Richard Pollock reports for the Daily Caller on a questionable contract issued by the federal government to a company tied to an Obama administration employee.

Health and Human Services (HHS) Secretary Sylvia Burwell awarded a rarely used open-ended sole-source contract to a firm whose corporate owners were embroiled in a $400 million fraudulent medical data scheme that cheated doctors and consumers, according to a Daily Caller News Foundation investigation.

The company Burwell selected is Optum Labs, which is part of United Health Group’s Optum subsidiary. Andrew Slavitt, President Barack Obama’s nominee to head HHS’s Centers for Medicare and Medicaid Services (CMS), was formerly a top Optum executive at the time of the fraudulent database involved in the scheme. The database enabled insurers to pay dramatically lower reimbursements to doctors and patients for out-of-network care.

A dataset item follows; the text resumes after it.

PR #14, opened 2017-04-24
fixed a few issues

Amostubal:
occasionally the original point of creation has no map data (its below the bottom floor of hell, and therefore does not exist).
figured that since the point it tries to create the unit is a series of simulated actions that moves through the arena spawn unit menus, that before opening the menu, you could just move the cursor there, if location was set, it worked.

Optum and United Health Groups settled the landmark fraud case with then-New York Attorney General Mario Cuomo in 2009 and paid out a record $400 million. Optum Labs – which is one of nation’s largest medical data analytics companies – was not a party to the settlement.

Under the contract, Optum Labs will provide HHS with 160 million administrative claim records it accumulated over 20 years and 40 to 50 million electronic medical records it collected over the last seven years, according to Optum Lab spokesman Jeffrey Smith. Some of the records to be given to HHS are part of the database involved in the 2009 settlement, Smith says.

Cuomo – now New York’s Democratic governor – said at the time of the settlement that Optum and United Health Group had “ripped off patients” by rigging out-of-network reimbursements to providers and consumers. “Too many people have been hurt,” he said.